Thermal damage is always present in irradiated tissues due to the photothermal effects. At the point of incidence of a laser beam, an increase in temperature to over 100°C occurs, with tissue vaporization. Around this area, the increase in temperature exceeds 50°C. Thus, reducing peripheral damage is fundamental in oral pathology.
Given the considerable debate about the reliability of laser biopsies, the effects of the use of different lasers and wavelengths (diode 808 nm and 980 nm, Nd:YAG 1,064 nm and KTP 532 nm [14, 15]) have recently been investigated. The results showed that it was always possible to acquire a histological diagnosis although, in a few cases, especially with the Nd:YAG laser, peripheral damage was considerable and clearly seen.

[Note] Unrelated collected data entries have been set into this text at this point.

PR #703, opened 2023-11-07
Accept device and dtype in `OnnxConversion`, Add `OnnxBnb4Quantization`, llama2 e2e qlora example

jambayk:
## Describe your changes
**OnnxConversion**
- The code has been refactored a bit so that the methods `_convert_model_on_device` and `_convert_distributed_model_on_device` have similar signature and behavior
- Doc strings for the methods
- The above also makes the logic for composite models simpler
- New config parameters added to make the pass more flexible:
  - `use_device`: users can specify what device to run conversion on. For example, there is enough gpu memory to speed up conversion or model is float16. 
  - `torch_dtype`: torch data type to cast the model to before conversion. For example, model is originally float16 but want to convert on cpu and run another pass later to convert to float16.  
- It is more aware about loading models using `hf_config`.
  - Check and update `torch_dtype`
  - Check if model is quantized using bitsandbytes. 
  
**OnnxBnb4Quantization**
- New quantization pass to quantize a model using nf4/fp4. Uses the `MatMulBnb4` quantizer and contrib op 
- It can handle both pass config and model attributes such as `quantized_modules` and `quantization_config` 
- Using this pass, we usually don't want to quantize all `MaMul` nodes, only the ones that were originally quantized in the source model to retain accuracy 

**llama2**
- Add E2E qlora + ort optimization workflow
- Update readme

qlora-e2e

`OnnxConversion` pass has new parameters `use_device` and `torch_dtype` for more flexible conversion.
New `OnnxBnb4Quantization` to quantize an ONNX model using `FP4/NF4` data types.


olive/common/utils.py
```diff
@@ -196,3 +214,21 @@ def get_attr(module, attr, fail_on_not_found=False):
...
+    :return: list of submodules names.
+    """
+    submodules = set()
+    for name, submodule in module.named_modules():
+        if isinstance(submodule, submodule_types):
+            if full_name:
+                submodules.add(name)
+            else:
+                submodules.add(name.split(".")[-1])
+    return list(submodules)
```
guotuofeng, line 234: yield is better than the list?

olive/model/__init__.py
```diff
@@ -577,6 +577,18 @@ def load_model(self, rank: int = None) -> torch.nn.Module:
 
         return model
 
+    def loads_model_from_hf_config(self) -> bool:
```
guotuofeng, line 580: the name seems like a load behavior but it is used as a flag. better to change the name

olive/common/utils.py
jambayk: This returns a list of unique values so I am not sure if `yield` works better. Also, it is currently only used as a list for the qlora pass and conversion pass. Both expect a list.

olive/passes/onnx/bnb_quantization.py
```diff
@@ -0,0 +1,124 @@
...
+            # extract quant_type from model_attributes if not specified in config
+            if not quant_type:
+                quant_config = model.model_attributes.get("quantization_config")
+
+                if quant_config.get("load_in_8bit"):
+                    raise ValueError("load_in_8bit is not supported. Only 4-bit quantization is supported.")
+
+                quant_type = quant_config.get("bnb_4bit_quant_type")
+                if not quant_type:
+                    raise ValueError("quant_type is required.")
```
guotuofeng, line 73: bnb_4bit_quant_type?

olive/model/__init__.py
jambayk: I used `loads` as an adjective and not verb. Maybe something like `model_loaded_from_hf_config` is clearer?

olive/passes/onnx/bnb_quantization.py
```diff
@@ -0,0 +1,124 @@
...
+            for attr in node.attribute:
+                if attr.type == onnx.AttributeProto.GRAPH:
+                    # recursive call to take care of sub-graph
+                    matmul_nodes += self._find_matmul_nodes(attr.g)
+                elif attr.type == onnx.AttributeProto.GRAPHS:
+                    for subgraph in attr.graphs:
+                        # recursive call to take care of sub-graph
+                        matmul_nodes += self._find_matmul_nodes(subgraph)
+            if node.op_type == "MatMul":
+                matmul_nodes.append(node.name)
```
guotuofeng, line 122: yield has better performance than loop.

olive/passes/onnx/bnb_quantization.py
jambayk: `qaunt_type` is the actual pass config parameter name. `bnb_4bit_quant_type` is only used to extract the value from quantization_config. 
If the pass cannot find it in the model attributes, then they should provide it as a pass config parameter.

examples/llama2/llama2_qlora.json
```diff
@@ -0,0 +1,135 @@
+{
+    "input_model":{
+        "type": "PyTorchModel",
+        "config": {
+            "model_script": "user_script.py",
+            "io_config": "get_merged_decoder_with_past_io_config",
```
guotuofeng, line 6: Nit: the io_config name is a little bit confused since it is a function. By contrast, the next line dummpy_inputs_func has a suffix func.

Are there any best practice to normalize these naming?

olive/model/__init__.py
guotuofeng: can_model_load_from_hf_config?

olive/common/utils.py
jambayk: Will address this in a follow up PR as discussed offline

According to these findings, the aim of this in vitro study was to evaluate the histological effects of the Er:YAG laser with gradually increasing settings for power, fluence and irradiance, without water cooling in tissue samples obtained during biopsy procedures.
Materials and methods
The study was performed in vitro using five cadaver swine tongues that have histological and physiological characteristics similar to those of the human tongue. An Er:YAG laser (λ 2,940 nm, Delight; Sweden & Martina, Carrare, Italy) was used without a cooling system to obtain nine mucosal specimens from each tongue applying increasing energies from 60 mJ to 150 mJ, with an optical fibre of 600 µm. Thus, various groups of samples were obtained with the laser settings as shown in Table 1.

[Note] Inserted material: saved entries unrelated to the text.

PR #704, opened 2023-11-08
Add Falcon example

xiaoyu-work:
## Describe your changes

Add Falcon example

### DIFF
--- a/examples/falcon/config.json
+++ b/examples/falcon/config.json
@@ -46,6 +46,7 @@
         },
         "transformers_optimization": {
             "type": "OrtTransformersOptimization",
+            "disable_search": true,
             "config": {
                 "float16": true
             }
--- a/examples/falcon/config.json
+++ b/examples/falcon/config.json
@@ -1,0 +1,70 @@
+{
+    "input_model":{
+        "type": "PyTorchModel",
+        "config": {
+            "hf_config": {
+                "model_name": "tiiuae/falcon-7b",
+                "task": "text-generation",
+                "dataset": {
+                    "data_name":"tiiuae/falcon-refinedweb",
+                    "split": "train",
+                    "input_cols": ["content"],
+                    "batch_size": 1
+                }
+            }
+        }
+    },
+    "systems": {
+        "local_system": {
+            "type": "LocalSystem",
+            "config": {
+                "accelerators": ["GPU"]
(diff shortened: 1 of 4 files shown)


examples/falcon/config.json
jambayk, line 1: Can you add a README and requirements file for this example?

xiaoyu-work: I don't think there is any additional packages required for this example. I will add a README here.

xiaoyu-work: Oh sorry maybe `onnxruntime` is the only one...

examples/gptj/requirements.txt
```diff
@@ -1,4 +1,3 @@
 datasets
 neural-compressor
 onnxruntime
-transformers
```
xiaoyu-work, line 4: `transformers` is a dependency of Olive

examples/falcon/config.json
jambayk: what about `datasets`?

examples/falcon/requirements.txt
```diff
@@ -0,0 +1 @@
+onnxruntime
```
jambayk, line 1: `onnxruntime-gpu`?

examples/falcon/config.json
xiaoyu-work: There is no separate script to use dataset here.

jambayk: Since this example is using hf datasets component, `datasets` becomes a requirement. https://github.com/microsoft/Olive/blob/main/olive/data/component/load_dataset.py#L26

xiaoyu-work: If this is a part of Olive logic, I prefer this package should be installed by `--setup` command. I also noticed that if we run `--setup` command, we don't need `onnxruntime-gpu` installed in `requirements.txt`. In general, seems `requirements.txt` is only needed for user_script package.

jambayk: It is true about the `onnxruntime-gpu` dependency. I updated it last time to check for eps and user environment.
But we currently don't have such check for `datasets`.

xiaoyu-work: Yeah, I updated requirements for now. I'll create a work item for this.

jambayk (approved):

The samples were taken by the same expert oral surgeon to avoid any error resulting from interindividual differences in ability. When the operator applied the laser, he always used specific protective glasses. A control specimen was taken using a Bard-Parker no. 15 scalpel. A second operator then placed the samples in sterile test tubes containing 10% buffered formalin solution. The specimens were fixed and embedded in paraffin and then sliced into 3-μm sections and stained with haematoxylin-eosin. The samples were divided into five groups (groups 1–5) and were sent for histological analysis, that was performed using an optical microscope (Primo Star, Zeiss, Oberkochen, Germany) at a magnification of ×10 with a micrometric lens and applying the conversion factor relative to the magnification (0.035 mm/70 pins, corresponding to 5 μm).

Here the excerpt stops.